Directions for this task: Transcribe the records below exactly as written, from the opening line through the line that contains "Moved Formlets, Superfeedr, and".

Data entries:

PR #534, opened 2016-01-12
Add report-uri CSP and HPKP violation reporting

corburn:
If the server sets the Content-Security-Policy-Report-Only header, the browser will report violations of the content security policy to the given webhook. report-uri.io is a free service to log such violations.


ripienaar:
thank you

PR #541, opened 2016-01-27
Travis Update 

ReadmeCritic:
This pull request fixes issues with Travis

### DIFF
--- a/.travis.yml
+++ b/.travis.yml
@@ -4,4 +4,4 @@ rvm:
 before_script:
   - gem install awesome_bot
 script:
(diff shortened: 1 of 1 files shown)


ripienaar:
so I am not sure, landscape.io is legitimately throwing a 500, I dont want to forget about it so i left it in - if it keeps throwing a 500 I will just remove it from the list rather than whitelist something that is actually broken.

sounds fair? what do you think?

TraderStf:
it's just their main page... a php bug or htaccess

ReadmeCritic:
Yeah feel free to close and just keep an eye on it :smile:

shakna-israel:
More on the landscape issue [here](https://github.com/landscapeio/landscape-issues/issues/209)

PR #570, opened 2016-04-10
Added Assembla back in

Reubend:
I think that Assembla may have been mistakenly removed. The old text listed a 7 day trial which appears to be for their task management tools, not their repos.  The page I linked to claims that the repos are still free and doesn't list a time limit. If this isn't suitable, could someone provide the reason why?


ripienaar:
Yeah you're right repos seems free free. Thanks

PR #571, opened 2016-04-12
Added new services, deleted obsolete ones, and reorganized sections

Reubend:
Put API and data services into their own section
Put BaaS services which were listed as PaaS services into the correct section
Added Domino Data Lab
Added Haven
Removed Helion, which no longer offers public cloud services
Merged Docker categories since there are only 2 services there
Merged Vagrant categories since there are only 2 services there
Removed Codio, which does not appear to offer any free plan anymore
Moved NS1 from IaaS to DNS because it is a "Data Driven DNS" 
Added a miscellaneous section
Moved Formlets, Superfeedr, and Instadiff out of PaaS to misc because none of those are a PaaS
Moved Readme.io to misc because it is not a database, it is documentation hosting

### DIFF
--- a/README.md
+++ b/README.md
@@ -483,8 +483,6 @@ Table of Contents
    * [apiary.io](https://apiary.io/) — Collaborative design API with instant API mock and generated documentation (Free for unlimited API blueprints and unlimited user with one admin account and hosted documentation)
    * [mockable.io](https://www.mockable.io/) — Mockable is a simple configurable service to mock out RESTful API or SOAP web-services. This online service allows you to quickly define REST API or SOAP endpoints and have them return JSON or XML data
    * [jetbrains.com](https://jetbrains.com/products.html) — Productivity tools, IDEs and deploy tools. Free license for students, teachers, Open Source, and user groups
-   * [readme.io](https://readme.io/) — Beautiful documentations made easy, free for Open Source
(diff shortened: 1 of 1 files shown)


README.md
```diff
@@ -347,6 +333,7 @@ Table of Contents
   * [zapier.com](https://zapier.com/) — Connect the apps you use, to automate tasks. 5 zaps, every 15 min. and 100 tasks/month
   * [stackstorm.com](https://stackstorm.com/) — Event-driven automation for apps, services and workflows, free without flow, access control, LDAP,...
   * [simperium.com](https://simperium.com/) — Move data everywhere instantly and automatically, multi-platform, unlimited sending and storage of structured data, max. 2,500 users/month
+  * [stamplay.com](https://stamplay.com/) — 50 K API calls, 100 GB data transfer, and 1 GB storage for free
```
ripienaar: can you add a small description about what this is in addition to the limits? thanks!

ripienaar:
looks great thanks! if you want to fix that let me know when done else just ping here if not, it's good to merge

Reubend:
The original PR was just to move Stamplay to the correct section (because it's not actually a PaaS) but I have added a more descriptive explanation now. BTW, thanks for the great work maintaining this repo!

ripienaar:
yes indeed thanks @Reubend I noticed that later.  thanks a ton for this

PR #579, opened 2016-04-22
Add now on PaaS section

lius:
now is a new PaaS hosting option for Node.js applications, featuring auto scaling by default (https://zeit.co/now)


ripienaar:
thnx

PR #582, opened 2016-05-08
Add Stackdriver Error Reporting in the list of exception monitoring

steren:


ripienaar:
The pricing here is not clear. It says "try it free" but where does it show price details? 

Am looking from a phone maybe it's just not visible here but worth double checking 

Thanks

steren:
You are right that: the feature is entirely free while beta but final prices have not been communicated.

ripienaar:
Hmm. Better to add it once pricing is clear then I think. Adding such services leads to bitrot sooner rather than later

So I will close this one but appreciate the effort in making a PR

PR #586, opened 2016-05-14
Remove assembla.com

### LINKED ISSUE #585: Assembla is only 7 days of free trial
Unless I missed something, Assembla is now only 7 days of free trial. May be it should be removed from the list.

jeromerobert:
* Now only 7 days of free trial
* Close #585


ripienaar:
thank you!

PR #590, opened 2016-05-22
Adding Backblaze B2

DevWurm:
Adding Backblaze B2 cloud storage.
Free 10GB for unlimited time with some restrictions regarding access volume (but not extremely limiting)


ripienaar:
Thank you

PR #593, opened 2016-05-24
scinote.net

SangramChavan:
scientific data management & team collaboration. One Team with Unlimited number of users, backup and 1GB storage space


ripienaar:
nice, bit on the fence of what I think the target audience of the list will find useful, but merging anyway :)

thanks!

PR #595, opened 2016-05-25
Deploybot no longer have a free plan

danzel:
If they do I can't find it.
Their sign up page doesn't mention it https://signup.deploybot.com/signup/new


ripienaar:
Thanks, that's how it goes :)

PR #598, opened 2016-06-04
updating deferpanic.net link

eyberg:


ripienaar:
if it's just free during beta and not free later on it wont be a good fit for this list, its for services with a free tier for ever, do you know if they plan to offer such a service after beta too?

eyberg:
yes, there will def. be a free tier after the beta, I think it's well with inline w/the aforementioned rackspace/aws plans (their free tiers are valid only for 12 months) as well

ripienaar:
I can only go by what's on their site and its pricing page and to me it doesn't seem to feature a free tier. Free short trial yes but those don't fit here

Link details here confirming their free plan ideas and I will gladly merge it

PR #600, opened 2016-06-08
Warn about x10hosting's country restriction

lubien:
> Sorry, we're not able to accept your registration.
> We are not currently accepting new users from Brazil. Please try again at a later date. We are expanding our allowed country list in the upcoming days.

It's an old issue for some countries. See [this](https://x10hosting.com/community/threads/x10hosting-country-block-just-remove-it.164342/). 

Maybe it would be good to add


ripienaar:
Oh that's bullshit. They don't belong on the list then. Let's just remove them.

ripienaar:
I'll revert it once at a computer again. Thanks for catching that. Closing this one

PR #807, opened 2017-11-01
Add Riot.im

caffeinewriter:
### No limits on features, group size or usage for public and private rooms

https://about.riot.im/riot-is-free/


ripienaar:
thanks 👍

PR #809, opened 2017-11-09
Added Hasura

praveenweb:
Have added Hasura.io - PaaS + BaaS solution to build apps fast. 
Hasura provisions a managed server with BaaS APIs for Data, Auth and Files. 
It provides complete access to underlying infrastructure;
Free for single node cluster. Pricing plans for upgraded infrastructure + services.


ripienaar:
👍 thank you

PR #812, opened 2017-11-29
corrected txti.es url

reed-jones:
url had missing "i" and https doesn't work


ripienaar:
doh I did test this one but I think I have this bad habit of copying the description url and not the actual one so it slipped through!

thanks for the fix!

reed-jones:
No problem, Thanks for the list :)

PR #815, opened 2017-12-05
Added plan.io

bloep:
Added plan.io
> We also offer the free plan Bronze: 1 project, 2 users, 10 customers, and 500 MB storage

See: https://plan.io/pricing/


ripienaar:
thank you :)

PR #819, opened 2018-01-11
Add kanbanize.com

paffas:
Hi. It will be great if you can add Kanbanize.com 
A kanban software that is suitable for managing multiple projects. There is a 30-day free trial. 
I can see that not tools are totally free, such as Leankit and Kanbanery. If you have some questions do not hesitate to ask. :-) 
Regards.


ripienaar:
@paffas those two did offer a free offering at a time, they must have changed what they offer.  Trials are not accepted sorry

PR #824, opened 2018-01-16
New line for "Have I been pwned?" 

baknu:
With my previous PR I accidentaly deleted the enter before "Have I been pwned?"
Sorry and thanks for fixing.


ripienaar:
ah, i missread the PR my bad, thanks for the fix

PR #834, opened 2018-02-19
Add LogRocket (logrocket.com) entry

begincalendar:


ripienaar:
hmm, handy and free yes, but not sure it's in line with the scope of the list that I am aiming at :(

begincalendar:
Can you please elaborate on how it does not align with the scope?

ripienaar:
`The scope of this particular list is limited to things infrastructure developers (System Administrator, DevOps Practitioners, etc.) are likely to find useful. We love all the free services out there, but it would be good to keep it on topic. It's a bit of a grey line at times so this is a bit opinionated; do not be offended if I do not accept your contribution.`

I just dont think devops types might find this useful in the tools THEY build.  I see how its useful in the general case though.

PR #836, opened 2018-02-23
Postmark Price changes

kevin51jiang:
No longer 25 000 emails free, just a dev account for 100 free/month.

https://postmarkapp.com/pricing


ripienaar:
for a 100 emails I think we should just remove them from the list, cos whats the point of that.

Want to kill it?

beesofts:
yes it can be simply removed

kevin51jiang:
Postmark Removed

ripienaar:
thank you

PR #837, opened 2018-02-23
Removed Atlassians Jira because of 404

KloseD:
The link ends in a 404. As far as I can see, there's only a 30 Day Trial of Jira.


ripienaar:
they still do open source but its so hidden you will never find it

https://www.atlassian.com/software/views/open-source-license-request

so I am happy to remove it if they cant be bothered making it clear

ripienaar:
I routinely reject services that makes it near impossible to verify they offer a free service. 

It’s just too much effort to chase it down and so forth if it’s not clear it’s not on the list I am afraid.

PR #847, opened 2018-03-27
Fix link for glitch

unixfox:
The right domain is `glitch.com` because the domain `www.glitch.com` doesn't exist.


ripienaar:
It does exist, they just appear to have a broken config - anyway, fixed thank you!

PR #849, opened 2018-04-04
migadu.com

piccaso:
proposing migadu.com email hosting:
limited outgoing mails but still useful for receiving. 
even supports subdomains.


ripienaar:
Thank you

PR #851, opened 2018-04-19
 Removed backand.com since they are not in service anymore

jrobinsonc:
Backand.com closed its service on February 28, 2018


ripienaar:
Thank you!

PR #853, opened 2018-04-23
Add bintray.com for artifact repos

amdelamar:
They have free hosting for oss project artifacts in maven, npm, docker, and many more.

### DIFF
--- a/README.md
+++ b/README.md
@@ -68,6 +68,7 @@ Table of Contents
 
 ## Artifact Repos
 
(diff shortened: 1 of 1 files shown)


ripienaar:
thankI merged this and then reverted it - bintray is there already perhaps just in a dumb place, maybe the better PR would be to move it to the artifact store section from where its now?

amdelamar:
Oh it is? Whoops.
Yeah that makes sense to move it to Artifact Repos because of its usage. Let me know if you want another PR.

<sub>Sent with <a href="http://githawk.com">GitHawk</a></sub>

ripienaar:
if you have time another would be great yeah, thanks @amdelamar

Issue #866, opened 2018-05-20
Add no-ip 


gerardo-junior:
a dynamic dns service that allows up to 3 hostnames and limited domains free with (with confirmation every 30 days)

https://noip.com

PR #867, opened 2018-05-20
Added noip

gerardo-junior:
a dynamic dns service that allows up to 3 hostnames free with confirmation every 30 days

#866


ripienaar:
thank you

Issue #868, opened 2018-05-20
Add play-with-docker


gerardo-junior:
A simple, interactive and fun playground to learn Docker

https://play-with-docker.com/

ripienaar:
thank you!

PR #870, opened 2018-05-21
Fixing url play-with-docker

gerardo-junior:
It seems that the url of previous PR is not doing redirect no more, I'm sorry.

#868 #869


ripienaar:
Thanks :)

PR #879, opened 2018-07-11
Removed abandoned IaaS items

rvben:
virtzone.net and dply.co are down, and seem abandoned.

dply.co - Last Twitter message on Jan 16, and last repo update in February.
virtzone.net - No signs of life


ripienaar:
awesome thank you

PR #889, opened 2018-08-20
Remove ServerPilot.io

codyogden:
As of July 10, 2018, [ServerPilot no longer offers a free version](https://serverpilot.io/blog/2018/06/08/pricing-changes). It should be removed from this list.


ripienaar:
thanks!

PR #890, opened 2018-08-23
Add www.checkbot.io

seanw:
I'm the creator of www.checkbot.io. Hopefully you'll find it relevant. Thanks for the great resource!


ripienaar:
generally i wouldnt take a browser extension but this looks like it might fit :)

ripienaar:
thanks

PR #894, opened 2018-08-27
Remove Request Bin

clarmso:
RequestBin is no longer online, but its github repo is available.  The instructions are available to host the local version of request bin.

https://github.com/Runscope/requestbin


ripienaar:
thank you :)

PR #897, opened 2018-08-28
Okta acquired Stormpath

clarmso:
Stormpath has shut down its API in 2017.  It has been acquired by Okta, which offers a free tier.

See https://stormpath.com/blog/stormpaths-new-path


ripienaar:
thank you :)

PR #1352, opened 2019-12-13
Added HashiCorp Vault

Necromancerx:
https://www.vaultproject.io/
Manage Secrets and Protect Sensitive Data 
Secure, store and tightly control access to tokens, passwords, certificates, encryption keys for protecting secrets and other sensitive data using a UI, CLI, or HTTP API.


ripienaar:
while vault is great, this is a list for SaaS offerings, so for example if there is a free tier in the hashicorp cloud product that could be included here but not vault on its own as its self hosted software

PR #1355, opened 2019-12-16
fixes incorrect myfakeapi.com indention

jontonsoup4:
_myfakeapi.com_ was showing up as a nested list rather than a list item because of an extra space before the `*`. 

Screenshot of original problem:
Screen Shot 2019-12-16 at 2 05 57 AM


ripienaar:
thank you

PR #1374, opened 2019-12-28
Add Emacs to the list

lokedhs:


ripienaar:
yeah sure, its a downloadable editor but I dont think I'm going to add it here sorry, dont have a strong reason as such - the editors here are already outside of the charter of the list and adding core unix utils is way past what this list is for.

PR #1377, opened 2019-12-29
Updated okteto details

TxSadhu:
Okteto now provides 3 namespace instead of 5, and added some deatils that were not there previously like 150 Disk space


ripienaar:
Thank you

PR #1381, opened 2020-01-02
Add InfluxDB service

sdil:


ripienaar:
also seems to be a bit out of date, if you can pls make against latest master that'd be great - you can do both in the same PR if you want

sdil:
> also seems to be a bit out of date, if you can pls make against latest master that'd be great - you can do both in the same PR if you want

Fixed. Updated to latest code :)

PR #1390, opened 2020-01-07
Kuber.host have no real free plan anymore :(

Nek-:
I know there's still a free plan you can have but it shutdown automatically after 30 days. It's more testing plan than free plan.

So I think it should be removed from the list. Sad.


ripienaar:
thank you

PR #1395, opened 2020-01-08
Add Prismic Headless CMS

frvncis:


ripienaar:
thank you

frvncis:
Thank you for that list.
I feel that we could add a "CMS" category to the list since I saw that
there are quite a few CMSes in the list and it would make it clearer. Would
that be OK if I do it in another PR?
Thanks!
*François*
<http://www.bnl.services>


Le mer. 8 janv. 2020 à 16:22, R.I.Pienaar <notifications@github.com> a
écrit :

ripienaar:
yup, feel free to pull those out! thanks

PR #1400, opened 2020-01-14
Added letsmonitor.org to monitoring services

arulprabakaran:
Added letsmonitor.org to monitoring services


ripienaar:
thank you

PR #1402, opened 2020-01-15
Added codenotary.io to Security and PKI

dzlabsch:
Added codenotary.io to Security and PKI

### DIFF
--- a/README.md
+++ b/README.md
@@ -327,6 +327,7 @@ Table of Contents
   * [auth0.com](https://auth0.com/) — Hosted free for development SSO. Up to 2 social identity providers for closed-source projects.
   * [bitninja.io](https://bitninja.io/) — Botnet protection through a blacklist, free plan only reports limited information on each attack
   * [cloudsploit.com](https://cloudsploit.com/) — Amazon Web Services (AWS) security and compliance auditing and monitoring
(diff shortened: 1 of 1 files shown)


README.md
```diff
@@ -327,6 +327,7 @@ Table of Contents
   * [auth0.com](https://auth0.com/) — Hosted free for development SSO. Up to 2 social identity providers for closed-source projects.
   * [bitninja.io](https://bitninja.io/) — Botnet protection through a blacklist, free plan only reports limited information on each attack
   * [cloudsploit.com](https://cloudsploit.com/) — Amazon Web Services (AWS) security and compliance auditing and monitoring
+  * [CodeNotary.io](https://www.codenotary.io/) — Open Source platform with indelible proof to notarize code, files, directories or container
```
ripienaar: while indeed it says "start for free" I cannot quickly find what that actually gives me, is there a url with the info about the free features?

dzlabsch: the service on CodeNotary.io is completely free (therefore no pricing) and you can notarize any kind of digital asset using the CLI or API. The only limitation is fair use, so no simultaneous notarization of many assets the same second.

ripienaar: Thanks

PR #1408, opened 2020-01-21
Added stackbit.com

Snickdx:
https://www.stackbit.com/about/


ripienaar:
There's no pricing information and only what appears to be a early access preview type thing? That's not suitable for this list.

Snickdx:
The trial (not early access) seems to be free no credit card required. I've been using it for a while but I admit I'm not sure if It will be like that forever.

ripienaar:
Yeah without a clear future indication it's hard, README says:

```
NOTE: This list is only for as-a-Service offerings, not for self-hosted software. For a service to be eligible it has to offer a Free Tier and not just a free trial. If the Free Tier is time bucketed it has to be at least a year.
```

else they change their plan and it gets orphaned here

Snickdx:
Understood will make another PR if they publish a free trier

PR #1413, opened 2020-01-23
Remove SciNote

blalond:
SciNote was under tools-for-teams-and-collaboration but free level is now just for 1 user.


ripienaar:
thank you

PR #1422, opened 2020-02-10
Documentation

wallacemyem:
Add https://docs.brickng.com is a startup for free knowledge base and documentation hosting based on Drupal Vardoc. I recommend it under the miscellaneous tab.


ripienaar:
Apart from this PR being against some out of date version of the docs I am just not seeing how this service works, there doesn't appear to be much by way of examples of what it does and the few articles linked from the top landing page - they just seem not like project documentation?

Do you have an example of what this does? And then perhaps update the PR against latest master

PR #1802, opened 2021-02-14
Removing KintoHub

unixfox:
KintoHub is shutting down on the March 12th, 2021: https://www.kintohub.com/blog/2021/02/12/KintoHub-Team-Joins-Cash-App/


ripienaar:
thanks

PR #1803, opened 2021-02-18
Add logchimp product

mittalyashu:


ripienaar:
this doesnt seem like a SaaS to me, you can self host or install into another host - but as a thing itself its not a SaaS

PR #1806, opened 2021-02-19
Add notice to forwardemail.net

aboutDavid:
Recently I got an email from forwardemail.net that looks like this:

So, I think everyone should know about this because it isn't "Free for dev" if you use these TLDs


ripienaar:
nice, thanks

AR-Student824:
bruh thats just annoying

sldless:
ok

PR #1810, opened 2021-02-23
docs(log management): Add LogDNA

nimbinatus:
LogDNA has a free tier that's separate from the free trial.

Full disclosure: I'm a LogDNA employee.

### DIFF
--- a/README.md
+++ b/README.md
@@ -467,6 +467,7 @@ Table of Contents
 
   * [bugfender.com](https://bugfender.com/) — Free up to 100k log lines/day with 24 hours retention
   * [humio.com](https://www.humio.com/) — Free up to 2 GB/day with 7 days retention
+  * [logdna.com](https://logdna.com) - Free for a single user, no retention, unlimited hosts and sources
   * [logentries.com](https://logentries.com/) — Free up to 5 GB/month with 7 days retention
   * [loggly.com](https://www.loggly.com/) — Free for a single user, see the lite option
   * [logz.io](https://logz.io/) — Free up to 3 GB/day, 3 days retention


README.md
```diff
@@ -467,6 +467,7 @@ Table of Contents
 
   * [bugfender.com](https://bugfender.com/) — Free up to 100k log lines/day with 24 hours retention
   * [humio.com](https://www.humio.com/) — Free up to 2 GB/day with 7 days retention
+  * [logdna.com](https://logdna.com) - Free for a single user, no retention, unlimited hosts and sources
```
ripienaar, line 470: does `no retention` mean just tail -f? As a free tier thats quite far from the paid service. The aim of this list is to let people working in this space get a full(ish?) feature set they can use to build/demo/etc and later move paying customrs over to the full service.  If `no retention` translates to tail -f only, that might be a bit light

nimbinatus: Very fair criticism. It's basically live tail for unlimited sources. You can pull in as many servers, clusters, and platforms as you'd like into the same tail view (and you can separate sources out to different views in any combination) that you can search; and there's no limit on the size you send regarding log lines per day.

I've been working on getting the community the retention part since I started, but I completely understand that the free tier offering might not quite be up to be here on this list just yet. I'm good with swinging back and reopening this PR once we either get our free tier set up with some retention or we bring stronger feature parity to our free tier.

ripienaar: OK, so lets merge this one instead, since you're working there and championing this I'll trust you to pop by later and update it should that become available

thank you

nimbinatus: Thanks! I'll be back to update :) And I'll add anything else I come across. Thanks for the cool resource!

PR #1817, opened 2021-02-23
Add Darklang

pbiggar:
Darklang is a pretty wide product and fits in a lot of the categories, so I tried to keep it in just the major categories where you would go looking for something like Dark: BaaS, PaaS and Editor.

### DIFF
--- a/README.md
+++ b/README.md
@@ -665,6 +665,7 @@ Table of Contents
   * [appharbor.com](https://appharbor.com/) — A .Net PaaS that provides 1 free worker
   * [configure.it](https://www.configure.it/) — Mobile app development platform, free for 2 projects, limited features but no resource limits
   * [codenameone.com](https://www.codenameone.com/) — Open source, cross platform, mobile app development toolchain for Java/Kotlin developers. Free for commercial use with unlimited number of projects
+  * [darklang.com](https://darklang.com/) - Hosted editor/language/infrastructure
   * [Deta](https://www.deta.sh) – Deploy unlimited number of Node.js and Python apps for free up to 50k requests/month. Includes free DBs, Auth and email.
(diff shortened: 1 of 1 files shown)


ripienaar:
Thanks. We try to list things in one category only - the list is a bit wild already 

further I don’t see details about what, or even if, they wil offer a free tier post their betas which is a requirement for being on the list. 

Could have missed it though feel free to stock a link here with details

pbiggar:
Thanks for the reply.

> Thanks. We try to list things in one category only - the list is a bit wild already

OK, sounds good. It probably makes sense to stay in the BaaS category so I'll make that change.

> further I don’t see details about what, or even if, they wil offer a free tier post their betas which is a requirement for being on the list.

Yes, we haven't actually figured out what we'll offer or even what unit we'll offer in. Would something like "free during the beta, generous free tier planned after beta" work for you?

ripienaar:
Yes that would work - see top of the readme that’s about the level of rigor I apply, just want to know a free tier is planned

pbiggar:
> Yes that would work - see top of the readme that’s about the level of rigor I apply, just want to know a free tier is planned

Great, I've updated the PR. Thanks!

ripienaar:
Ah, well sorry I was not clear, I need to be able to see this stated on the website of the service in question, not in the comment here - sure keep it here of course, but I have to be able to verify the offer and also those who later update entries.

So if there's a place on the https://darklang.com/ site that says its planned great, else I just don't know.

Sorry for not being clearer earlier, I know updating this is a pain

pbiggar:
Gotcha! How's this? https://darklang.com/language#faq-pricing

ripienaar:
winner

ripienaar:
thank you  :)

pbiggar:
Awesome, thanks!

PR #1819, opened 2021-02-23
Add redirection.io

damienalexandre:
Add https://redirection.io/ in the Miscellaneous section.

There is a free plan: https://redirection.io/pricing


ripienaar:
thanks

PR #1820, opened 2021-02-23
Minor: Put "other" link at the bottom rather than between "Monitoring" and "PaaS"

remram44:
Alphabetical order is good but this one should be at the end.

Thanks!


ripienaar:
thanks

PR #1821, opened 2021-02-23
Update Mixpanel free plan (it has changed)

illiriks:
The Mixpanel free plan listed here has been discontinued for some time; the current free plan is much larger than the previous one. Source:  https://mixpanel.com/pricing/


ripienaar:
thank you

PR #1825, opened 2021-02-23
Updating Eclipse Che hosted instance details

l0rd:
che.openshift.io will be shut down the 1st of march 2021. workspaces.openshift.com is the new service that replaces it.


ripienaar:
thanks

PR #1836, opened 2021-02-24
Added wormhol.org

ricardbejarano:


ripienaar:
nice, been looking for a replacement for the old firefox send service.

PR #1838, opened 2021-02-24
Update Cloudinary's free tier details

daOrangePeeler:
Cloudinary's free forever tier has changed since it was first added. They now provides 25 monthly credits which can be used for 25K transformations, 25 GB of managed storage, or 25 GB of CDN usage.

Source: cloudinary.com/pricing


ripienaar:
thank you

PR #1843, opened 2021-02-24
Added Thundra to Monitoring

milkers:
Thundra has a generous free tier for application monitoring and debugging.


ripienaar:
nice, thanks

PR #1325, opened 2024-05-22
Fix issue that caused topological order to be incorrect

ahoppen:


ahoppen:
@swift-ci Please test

Response area:
PR #534, opened 2016-01-12
Add report-uri CSP and HPKP violation reporting

corburn:
If the server sets the Content-Security-Policy-Report-Only header, the browser will report violations of the content security policy to the given webhook. report-uri.io is a free service to log such violations.


ripienaar:
thank you

PR #541, opened 2016-01-27
Travis Update 

ReadmeCritic:
This pull request fixes issues with Travis

### DIFF
--- a/.travis.yml
+++ b/.travis.yml
@@ -4,4 +4,4 @@ rvm:
 before_script:
   - gem install awesome_bot
 script:
(diff shortened: 1 of 1 files shown)


ripienaar:
so I am not sure, landscape.io is legitimately throwing a 500, I dont want to forget about it so i left it in - if it keeps throwing a 500 I will just remove it from the list rather than whitelist something that is actually broken.

sounds fair? what do you think?

TraderStf:
it's just their main page... a php bug or htaccess

ReadmeCritic:
Yeah feel free to close and just keep an eye on it :smile:

shakna-israel:
More on the landscape issue [here](https://github.com/landscapeio/landscape-issues/issues/209)

PR #570, opened 2016-04-10
Added Assembla back in

Reubend:
I think that Assembla may have been mistakenly removed. The old text listed a 7 day trial which appears to be for their task management tools, not their repos.  The page I linked to claims that the repos are still free and doesn't list a time limit. If this isn't suitable, could someone provide the reason why?


ripienaar:
Yeah you're right repos seems free free. Thanks

PR #571, opened 2016-04-12
Added new services, deleted obsolete ones, and reorganized sections

Reubend:
Put API and data services into their own section
Put BaaS services which were listed as PaaS services into the correct section
Added Domino Data Lab
Added Haven
Removed Helion, which no longer offers public cloud services
Merged Docker categories since there are only 2 services there
Merged Vagrant categories since there are only 2 services there
Removed Codio, which does not appear to offer any free plan anymore
Moved NS1 from IaaS to DNS because it is a "Data Driven DNS" 
Added a miscellaneous section
Moved Formlets, Superfeedr, and Instadiff out of PaaS to misc because none of those are a PaaS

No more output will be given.